A 35-year-old man visited us with a chief complaint of painful swelling of the finger.
A physical examination revealed a palpable mass, measuring approximately 2 cm×1 cm,
on the dorsoradial side of the base of the middle phalanx of the right index finger
([Fig. 1A]). Upon history taking, we found that the mass had formed 7 to 8 years before and
had since grown slowly. The mass had a firm, hard, discrete, and immobile consistency.

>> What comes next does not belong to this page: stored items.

PR #262, opened 2023-03-09
1362 update certificatesbyownerview projection based

ckr123:


domains/certificates/Query.API/API/Query.API/Projections/CertificatesTransferProjection.cs
```diff
@@ -0,0 +1,89 @@
...
+using API.Query.API.Projections.Views;
+using CertificateEvents;
+using CertificateEvents.Exceptions;
+using Marten;
+using Marten.Events;
+using Marten.Events.Projections;
+
+namespace API.Query.API.Projections;
+
+public class CertificatesTransferProjection : IProjection
```
duizer, line 14: There is two projections (CertificatesTransferProjection and CertificatesByOwnerProjection) handling/updating the same view (CertificatesByOwnerView). I would think that having a single projection handling a single view is easier to maintain and understand - also I am not sure, if there will be issues with both projections "fighting" about the same view.
Is it possible to have everything related to CertificatesByOwnerView in this projection (CertificatesTransferProjection)?

domains/certificates/Shared/CertificateEvents/ProductionCertificateTransferred.cs
```diff
@@ -6,12 +6,5 @@ namespace CertificateEvents;
...
     string Source,
-    string Target,
-
-    // Duplicated values from below
-    string GridArea,
-    Period Period,
-    Technology Technology,
-    ShieldedValue<string> ShieldedGSRN,
-    ShieldedValue<long> ShieldedQuantity
+    string Target
```
duizer, line 9: As a consequence of deleteing the duplicate values here, we should also remove the private fields in domains/certificates/Shared/CertificateEvents/Aggregates/ProductionCertificate.cs (which is also causing codesmells in Sonarcloud)

domains/certificates/Query.API/API/Query.API/Startup.cs
```diff
@@ -13,7 +13,7 @@ public static void AddQueryApi(this IServiceCollection services)
     {
         services.ConfigureMarten(o =>
         {
-            o.Projections.Add<CertificatesByOwnerProjection>(ProjectionLifecycle.Inline);
+            o.Projections.Add(new CertificatesByOwnerProjection());
```
duizer, line 16: What is the Lifecycle of the projection? It is not listed explicitly here, so is it Inline?

ckr123: It is inline

domains/certificates/Query.API/API/Query.API/Projections/CertificatesByOwnerProjection.cs
```diff
@@ -1,119 +1,153 @@
...
 
-public class CertificatesByOwnerView
-{
-    [Identity]
-    public string Owner { get; set; } = "";
+    private static CertificatesByOwnerView ApplyProductionCertificateTransferred(IDocumentOperations operations,
+        ProductionCertificateTransferred productionCertificateTransferred)
+    {
+        var source = operations.Load<CertificatesByOwnerView>(productionCertificateTransferred.Source)
+                     ?? throw new CertificateDomainException(
```
duizer, line 103: I think we should use a different exception type here as `CertificateDomainException` is thought to be used dealing with "illegal" actions on a certificate, not that a projection is failing. I suggest that we create a new type called e.g. `ProjectionException`.

domains/certificates/Query.API/API/Query.API/Projections/CertificatesByOwnerProjection.cs
```diff
@@ -1,119 +1,153 @@
...
-    public string GridArea { get; set; } = "";
-    public string TechCode { get; set; } = "";
-    public string FuelCode { get; set; } = "";
-    public CertificateStatus Status { get; set; }
-}
+    private static void RemoveCertificateFromSource(IDocumentOperations operations, CertificatesByOwnerView source,
+        ProductionCertificateTransferred productionCertificateTransferred)
+    {
+        source.Certificates.Remove(productionCertificateTransferred.CertificateId);
+        operations.Update(source);
```
duizer, line 138: It seems like "the pattern" is broken here. It appears that there should only be one update/store on line 45 with `operations.Store(view);`, but here is an extra update of a view (`source`) and is a bit hidden.

I am not sure if I have an easy fix other than going with a different approach. A different approach could be to start with an empty list of views and then let the methods for applying the events add to that list; in the end, it is just looping through that list and calling `opertions.Store(item)`

domains/certificates/Query.API/API/Query.API/Projections/CertificatesByOwnerProjection.cs
```diff
@@ -1,119 +1,153 @@
...
-        else
-        {
-            view.Certificates[@event.CertificateId] = new CertificateView
+        var events = streams
+            .SelectMany(x => x.Events)
+            .OrderBy(s => s.Sequence)
+            .Select(s => s.Data);
+
+        var view =
+            events.Aggregate<object, CertificatesByOwnerView>(null, (currentView, @event) => @event switch
```
duizer, line 32: I must admit this is a bit hard to read/understand and I think the main reason is that I do not see this as an accumulator function. Please also see my comment in the RemoveCertificateFromSource-method.

domains/certificates/Query.API/API/Query.API/Projections/CertificatesByOwnerProjection.cs
```diff
@@ -1,119 +1,153 @@
...
-        }
-        else
-        {
-            view.Certificates[@event.CertificateId] = new CertificateView
+        var events = streams
+            .SelectMany(x => x.Events)
+            .OrderBy(s => s.Sequence)
+            .Select(s => s.Data);
+
+        var view =
```
duizer, line 31: There is a hidden assumption here that we only get events for a single certificate. If there are events from more than one certificate, then this will (probably) fail. I suggest that we make this hidden assumption clear by throwing an exception in case of more than one unique certificate id

domains/certificates/Query.API/API/Query.API/Projections/CertificatesByOwnerProjection.cs
```diff
@@ -1,119 +1,186 @@
...
+        views.Add(source);
+    }
 
-public enum CertificateStatus
-{
-    Creating = 1,
-    Issued = 2,
-    Rejected = 3
-};
+    private static CertificatesByOwnerView GetCertificatesByOwnerView(IDocumentOperations operations,
```
duizer, line 174: According to SonarCloud there are no tests that cover this method. Why is that the case?

domains/certificates/Query.API/API/Query.API/Projections/CertificatesByOwnerProjection.cs
```diff
@@ -1,119 +1,186 @@
...
-using Marten.Schema;
+using Marten.Linq.LastModified;
 
 namespace API.Query.API.Projections;
 
-public class CertificatesByOwnerProjection : MultiStreamAggregation<CertificatesByOwnerView, string>
+public class CertificatesByOwnerProjection : IProjection
 {
-    public CertificatesByOwnerProjection()
+    private static readonly List<CertificatesByOwnerView> views = new();
```
duizer, line 19: By marking `views` as static, it means that it is bound to the class and not an instance of the class. I do not think that it should be static here.

domains/certificates/Query.API/API/Query.API/Projections/CertificatesByOwnerProjection.cs
```diff
@@ -1,119 +1,186 @@
...
+    private static void ApplyProductionCertificateRejected(IDocumentOperations operations,
+        ProductionCertificateRejected productionCertificateRejected)
+    {
+        var view = views
+                       .FirstOrDefault(it =>
+                           it.Certificates.ContainsKey(productionCertificateRejected.CertificateId)) ??
+                   GetCertificatesByOwnerView(operations, productionCertificateRejected.CertificateId);
+
+        view.Certificates[productionCertificateRejected.CertificateId].Status = CertificateStatus.Rejected;
+        views.Add(view);
```
duizer, line 78: If the item is already in `views`, that item will be added again to `views`. I think it would be safer to *not* have the same item multiple times in `views`

domains/certificates/Query.API/API/Query.API/Projections/CertificatesByOwnerProjection.cs
```diff
@@ -1,119 +1,186 @@
...
+    private static void ApplyProductionCertificateIssued(IDocumentOperations operations,
+        ProductionCertificateIssued productionCertificateIssued)
+    {
+        var view = views
+                       .FirstOrDefault(it =>
+                           it.Certificates.ContainsKey(productionCertificateIssued.CertificateId)) ??
+                   GetCertificatesByOwnerView(operations, productionCertificateIssued.CertificateId);
+
+        view.Certificates[productionCertificateIssued.CertificateId].Status = CertificateStatus.Issued;
+        views.Add(view);
```
duizer, line 90: Please see the comment for ApplyProductionCertificateRejected about adding to `views`

domains/certificates/Query.API/API/Query.API/Projections/CertificatesByOwnerProjection.cs
```diff
@@ -1,119 +1,186 @@
...
-{
-    [Identity]
-    public string Owner { get; set; } = "";
+    private static void ApplyProductionCertificateTransferred(IDocumentOperations operations,
+        ProductionCertificateTransferred productionCertificateTransferred)
+    {
+        var source = operations.Load<CertificatesByOwnerView>(productionCertificateTransferred.Source)
+                     ?? throw new ProjectionException(
+                         productionCertificateTransferred.CertificateId,
+                         $"Cannot transfer from {productionCertificateTransferred.Source}. {productionCertificateTransferred.CertificateId} cannot be found"
```
duizer, line 135:
```suggestion
                         $"Cannot transfer from {productionCertificateTransferred.Source}. View for {productionCertificateTransferred.Source} cannot be found"
```

domains/certificates/Query.API/API/Query.API/Projections/CertificatesByOwnerProjection.cs
```diff
@@ -1,119 +1,186 @@
...
+    }
 
-public class CertificatesByOwnerView
-{
-    [Identity]
-    public string Owner { get; set; } = "";
+    private static void ApplyProductionCertificateTransferred(IDocumentOperations operations,
+        ProductionCertificateTransferred productionCertificateTransferred)
+    {
+        var source = operations.Load<CertificatesByOwnerView>(productionCertificateTransferred.Source)
```
duizer, line 132: There is no attempt to get the view from `views` here. That works for now as the the Transferred event will be the only event in the transaction. But it is different compared to how Issued and Rejected events are applied. Would it make sense to have the same logic wrt. `views` for the Apply-methods for Issued, Rejected and Transferred?

domains/certificates/Query.API/API.AppTests/CertificatesByOwnerProjectionTest.cs
```diff
@@ -0,0 +1,112 @@
...
+    public CertificatesByOwnerProjectionTest(MartenDbContainer martenDbContainer)
+    {
+        using var store = DocumentStore.For(options =>
+        {
+            options.Connection(martenDbContainer.ConnectionString);
+            options.Projections.Add(new CertificatesByOwnerProjection());
+        });
+
+        repository = new ProductionCertificateRepository(store);
+        session = store.LightweightSession();
```
duizer, line 31: If the session implements IDisposable, it should be disposed.

domains/certificates/Query.API/API.AppTests/CertificatesByOwnerProjectionTest.cs
```diff
@@ -0,0 +1,112 @@
...
+        await repository.Save(productionCertificate);
+
+        var certificate = await repository.Get(productionCertificate.Id);
+        certificate!.Transfer(source, target);
+        await repository.Save(certificate);
+
+        var targetView = session.Load<CertificatesByOwnerView>(target);
+        var sourceView = session.Load<CertificatesByOwnerView>(source);
+
+        sourceView?.Certificates.Should().BeEmpty();
```
duizer, line 51:
```suggestion
        sourceView!.Certificates.Should().BeEmpty();
```

duizer (changes requested):

domains/certificates/Query.API/API/Query.API/Projections/Exceptions/ProjectionException.cs
```diff
@@ -0,0 +1,17 @@
+using System;
+using System.Runtime.Serialization;
+
+namespace API.Query.API.Projections.Exceptions;
+
+[Serializable]
+public class ProjectionException : Exception
```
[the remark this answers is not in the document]
ckr123: Something went wrong when running sonarcloud. a rerun fixed the problem

duizer (approved):

duizer (approved):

An X-ray revealed a translucent, osteolytic lesion at the base of the middle phalanx;
this lesion was eccentrically located to the cortex ([Fig. 1B]). The lesion was a mass with an ovoid shape and was parallel to the long axis of
the bone; it had a slightly marginal sclerotic border. Moreover, it exhibited expansile
growth to the adjacent soft tissue on the dorsoradial side. On the basis of these
findings, we made a 2-cm straight, longitudinal incision on the radial side of the
dorsum of the middle phalanx, thus confirming the presence of a bulging well-circumscribed
cartilaginous-appearing mass ([Fig. 2A]). We performed an extensive, aggressive curettage of the lesion. The resulting bony
defect was filled using iliac bone graft and screw fixation. In the resected specimen,
there was a yellowish-white lobulated mass of 2 cm×1 cm×1 cm in size ([Fig. 2B]). On histopathological examination the mass mainly had a myxomatous appearance and
was characterized by the lobular arrangement of stellate or spindle-shaped cells.
The lobule was well circumscribed by fine fibrous septa and was composed of the central
hypocellular area and the peripheral hypercellular area ([Fig. 3]). On the basis of these findings, we established a diagnosis of chondromyxoid fibroma
(CMF). In the 15-month postoperative follow-up, the patient underwent an uneventful
course without recurrent or metastatic episodes.
Fig. 1
Preoperative findings. (A) Clinical photograph of the right index finger with a visible
mass protruding from the dorsoradial side of the middle phalanx. (B) Preoperative
anteroposterior X-ray film of the right index finger reveals radiolucent tumor in
the metaphyseal-diaphyseal area of the middle phalanx.
Fig. 2
Intraoperative findings. (A) Incision planning with exposure of the mass. (B) Resected
specimen (2 cm×1 cm×1 cm).
Fig. 3
Histopathology and immunohistochemistry findings. The tumor shows alternating hypocellular
and hypercellular areas. The hypocellular areas form lobules composed of loosely arranged
cells in the gray-blue chondromyxoid matrix and surrounded by hypercellular spindle
cells (H&E, ×40).
CMF was first described by Jaffe and Lichtenstein in 1948, and it is a rare, slowly
growing benign bone tumor of cartilaginous origin. It accounts for less than 1% of
all the primary bone tumors and less than 2% of benign bone tumors. Approximately
80% of the total cases occur in individuals aged 36 years or younger. There is no
gender-related difference. To date, no definite etiologies have been documented. It
is known that approximately 75% of the total cases of CMF affect the bones of the
lower extremities. In particular, it occurs most frequently in the tibia and femur
around the knee joint. Thus far, its incidence in the hand has been described to be
very rare. Most cases of CMF typically originate from the metaphysis and may then
extend to the epiphysis and diaphysis. The most common clinical manifestations of
CMF include swelling and pain at the sites of primary tumor growth, but there are
also some asymptomatic cases. Plain radiography shows that CMF has a round-to-oval
medullary lesion with a well-defined margin and is parallel to the long axis of the
bone. The tumor with a thin scalloped, sclerotic border has an eccentric location
in the metaphysis and a translucent, osteolytic, bubbly appearance. Furthermore, it
shows a slightly expansile growth to the adjacent soft tissue. For establishing the
diagnosis of chondromyxoid fibroma, histopathological examinations are essential.
In a nutshell, CMF is a firm, white, lobulated, well-circumscribed solid tumor mass
that is sharply demarcated from the adjacent bone marrow. Light microscopy revealed
that CMF is composed of three zones: myxomatous, fibrous, and chondroid zones. Histopathologically,
it is characterized by the multilobular arrangement of stellate or spindle-shaped
cells in an abundant myxoid background or chondroid intracellular material. These
lobules are composed of the central hypocellular area and the peripheral hypercellular
area. Surgical excision is the first-line choice for chondromyxoid fibroma, for which
only simple curettage is performed or a bone graft is used for filling the cavitary
defect following curettage. Although variable depending on the reports, the recurrence
is estimated at approximately 25%. Postoperatively, regular follow-up including radiography
is necessary. A good prognosis of CMF has been documented. In addition, it has been
reported that CMF shows no distant metastasis [1],[2],[3],[4],[5].